* **What to produce**
Tell how many lines of the data below have the string "parsers" in them. Say nothing more.

Stored data entries

»»

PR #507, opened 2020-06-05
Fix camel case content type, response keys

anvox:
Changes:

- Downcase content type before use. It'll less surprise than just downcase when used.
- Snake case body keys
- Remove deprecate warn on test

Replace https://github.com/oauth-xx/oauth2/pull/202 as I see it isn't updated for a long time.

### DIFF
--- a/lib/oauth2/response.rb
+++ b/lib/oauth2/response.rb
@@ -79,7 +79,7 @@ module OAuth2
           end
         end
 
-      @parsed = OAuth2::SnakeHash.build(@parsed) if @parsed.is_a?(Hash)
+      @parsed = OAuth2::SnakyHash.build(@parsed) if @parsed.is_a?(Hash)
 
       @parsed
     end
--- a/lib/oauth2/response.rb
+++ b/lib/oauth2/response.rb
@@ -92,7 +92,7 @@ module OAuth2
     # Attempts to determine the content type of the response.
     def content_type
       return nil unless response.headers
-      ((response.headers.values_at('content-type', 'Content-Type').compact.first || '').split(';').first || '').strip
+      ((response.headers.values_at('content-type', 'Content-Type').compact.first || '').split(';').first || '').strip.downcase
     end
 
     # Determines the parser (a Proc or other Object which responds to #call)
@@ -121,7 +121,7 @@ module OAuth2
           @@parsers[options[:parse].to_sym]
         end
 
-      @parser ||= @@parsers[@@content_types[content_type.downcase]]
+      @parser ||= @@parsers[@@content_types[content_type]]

««
»»

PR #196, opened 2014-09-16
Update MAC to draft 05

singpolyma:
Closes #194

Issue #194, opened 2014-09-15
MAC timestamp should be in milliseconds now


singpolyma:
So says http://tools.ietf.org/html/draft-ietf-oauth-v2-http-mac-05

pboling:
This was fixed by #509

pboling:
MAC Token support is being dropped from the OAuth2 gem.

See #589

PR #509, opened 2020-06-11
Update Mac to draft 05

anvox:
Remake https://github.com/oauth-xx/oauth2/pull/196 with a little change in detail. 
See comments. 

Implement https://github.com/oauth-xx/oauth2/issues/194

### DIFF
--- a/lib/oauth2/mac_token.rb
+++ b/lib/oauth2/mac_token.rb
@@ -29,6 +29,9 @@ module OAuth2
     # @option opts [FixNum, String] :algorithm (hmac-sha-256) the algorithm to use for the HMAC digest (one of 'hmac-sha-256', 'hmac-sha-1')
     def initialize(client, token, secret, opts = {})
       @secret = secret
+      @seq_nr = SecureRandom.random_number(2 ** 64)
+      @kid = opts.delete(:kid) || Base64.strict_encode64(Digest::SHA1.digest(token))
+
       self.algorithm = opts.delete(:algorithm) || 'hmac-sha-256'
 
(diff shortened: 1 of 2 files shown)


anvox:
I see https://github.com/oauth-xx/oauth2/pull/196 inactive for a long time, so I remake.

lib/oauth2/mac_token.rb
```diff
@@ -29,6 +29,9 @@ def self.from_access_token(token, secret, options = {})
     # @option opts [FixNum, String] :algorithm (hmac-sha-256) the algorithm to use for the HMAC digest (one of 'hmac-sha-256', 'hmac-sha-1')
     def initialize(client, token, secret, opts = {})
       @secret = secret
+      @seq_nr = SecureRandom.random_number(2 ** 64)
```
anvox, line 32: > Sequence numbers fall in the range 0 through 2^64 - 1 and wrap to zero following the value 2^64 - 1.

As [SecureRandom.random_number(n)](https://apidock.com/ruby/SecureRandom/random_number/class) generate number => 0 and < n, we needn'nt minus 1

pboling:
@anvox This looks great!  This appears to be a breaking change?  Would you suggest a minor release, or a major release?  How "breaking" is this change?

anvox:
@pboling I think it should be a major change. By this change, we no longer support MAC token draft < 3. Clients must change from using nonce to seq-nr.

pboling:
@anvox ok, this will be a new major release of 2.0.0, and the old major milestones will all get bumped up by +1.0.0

««
»»

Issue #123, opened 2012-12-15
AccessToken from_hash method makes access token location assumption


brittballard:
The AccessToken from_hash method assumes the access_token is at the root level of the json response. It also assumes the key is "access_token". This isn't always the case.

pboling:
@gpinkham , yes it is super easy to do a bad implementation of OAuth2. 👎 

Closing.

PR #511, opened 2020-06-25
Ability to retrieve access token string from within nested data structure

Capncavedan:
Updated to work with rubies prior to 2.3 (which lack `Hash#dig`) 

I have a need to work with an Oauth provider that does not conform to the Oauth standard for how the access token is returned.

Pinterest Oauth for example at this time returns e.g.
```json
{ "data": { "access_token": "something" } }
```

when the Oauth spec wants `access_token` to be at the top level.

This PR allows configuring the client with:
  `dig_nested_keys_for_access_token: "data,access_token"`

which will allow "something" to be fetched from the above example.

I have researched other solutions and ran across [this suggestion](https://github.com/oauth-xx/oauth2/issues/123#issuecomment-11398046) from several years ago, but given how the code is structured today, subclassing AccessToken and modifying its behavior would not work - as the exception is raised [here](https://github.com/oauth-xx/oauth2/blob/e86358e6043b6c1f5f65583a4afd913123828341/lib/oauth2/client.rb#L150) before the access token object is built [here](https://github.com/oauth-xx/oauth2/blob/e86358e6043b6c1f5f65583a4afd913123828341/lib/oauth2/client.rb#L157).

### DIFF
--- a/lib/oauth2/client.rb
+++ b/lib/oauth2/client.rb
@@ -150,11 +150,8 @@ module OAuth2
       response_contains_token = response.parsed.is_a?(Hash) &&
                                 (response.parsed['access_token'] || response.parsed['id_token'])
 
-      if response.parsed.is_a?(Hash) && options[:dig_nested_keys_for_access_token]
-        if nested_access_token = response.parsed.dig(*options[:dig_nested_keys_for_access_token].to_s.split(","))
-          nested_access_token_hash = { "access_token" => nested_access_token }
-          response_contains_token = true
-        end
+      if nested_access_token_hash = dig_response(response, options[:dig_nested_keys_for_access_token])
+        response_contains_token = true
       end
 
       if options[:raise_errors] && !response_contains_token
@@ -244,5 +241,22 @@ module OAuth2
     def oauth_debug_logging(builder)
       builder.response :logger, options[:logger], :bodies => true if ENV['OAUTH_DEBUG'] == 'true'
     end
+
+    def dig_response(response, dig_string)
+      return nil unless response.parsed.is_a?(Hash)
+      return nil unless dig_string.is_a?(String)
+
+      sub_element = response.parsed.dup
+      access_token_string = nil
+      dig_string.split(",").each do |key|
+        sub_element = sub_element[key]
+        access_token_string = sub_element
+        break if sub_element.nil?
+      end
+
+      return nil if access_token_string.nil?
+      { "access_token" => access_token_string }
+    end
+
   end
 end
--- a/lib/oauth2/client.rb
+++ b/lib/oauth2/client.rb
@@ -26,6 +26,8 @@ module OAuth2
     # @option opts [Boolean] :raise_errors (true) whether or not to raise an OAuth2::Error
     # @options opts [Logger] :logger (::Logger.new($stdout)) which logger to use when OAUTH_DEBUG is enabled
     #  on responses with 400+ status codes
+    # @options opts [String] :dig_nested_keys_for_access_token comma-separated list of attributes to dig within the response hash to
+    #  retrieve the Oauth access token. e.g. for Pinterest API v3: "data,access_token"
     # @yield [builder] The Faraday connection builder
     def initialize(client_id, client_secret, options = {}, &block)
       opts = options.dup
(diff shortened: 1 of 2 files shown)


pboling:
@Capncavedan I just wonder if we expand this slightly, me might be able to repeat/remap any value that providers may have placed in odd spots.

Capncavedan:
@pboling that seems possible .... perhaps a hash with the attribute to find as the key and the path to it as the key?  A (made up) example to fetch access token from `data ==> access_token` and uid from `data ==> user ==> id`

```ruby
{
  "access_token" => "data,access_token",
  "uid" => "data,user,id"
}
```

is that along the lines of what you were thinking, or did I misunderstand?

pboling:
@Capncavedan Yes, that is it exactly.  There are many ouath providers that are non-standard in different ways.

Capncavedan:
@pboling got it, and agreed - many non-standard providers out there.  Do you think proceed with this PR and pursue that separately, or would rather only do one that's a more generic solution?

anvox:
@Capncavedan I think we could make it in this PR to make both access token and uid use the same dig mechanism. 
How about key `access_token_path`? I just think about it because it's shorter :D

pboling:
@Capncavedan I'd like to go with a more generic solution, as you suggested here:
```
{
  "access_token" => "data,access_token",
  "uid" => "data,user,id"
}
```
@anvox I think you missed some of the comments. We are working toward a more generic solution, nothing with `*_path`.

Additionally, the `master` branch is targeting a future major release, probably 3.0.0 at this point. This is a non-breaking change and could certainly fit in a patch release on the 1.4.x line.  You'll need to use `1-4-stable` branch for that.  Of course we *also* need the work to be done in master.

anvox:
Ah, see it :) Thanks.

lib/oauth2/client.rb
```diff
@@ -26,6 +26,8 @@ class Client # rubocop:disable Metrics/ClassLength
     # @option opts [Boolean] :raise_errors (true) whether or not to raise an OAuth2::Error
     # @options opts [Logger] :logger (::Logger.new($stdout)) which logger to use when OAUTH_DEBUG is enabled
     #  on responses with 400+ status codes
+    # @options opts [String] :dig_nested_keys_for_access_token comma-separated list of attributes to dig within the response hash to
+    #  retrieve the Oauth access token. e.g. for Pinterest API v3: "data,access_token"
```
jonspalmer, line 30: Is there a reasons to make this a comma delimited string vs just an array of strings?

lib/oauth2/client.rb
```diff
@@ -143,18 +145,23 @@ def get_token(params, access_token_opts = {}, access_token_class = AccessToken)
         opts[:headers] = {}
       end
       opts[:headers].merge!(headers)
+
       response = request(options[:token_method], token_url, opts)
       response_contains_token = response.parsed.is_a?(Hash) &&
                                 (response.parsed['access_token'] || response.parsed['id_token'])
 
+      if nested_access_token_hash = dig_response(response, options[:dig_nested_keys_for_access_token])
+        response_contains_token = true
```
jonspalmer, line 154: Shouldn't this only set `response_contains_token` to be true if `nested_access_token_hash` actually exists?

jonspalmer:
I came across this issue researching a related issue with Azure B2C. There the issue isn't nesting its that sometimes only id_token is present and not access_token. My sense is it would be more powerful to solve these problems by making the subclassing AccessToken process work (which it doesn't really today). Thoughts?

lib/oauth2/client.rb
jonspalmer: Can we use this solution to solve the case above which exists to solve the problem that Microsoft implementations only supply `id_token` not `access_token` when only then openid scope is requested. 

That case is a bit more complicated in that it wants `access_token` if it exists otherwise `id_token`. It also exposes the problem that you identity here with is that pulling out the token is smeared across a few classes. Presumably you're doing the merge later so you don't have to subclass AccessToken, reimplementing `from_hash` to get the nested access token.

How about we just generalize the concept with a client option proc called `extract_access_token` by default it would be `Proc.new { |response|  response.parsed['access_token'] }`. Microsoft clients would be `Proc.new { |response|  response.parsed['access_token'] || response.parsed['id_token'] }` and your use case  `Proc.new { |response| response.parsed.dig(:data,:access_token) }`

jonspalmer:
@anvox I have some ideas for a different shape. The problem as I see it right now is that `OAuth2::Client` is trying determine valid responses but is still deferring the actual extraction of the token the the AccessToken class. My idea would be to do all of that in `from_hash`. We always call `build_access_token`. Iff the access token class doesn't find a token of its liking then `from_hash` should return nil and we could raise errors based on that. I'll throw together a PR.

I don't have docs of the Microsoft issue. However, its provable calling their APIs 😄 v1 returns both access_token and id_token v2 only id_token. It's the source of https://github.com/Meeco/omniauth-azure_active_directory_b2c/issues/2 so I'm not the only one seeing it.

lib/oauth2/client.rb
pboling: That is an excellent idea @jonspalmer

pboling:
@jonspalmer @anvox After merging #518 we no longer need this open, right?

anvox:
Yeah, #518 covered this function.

««

* **Written response**
3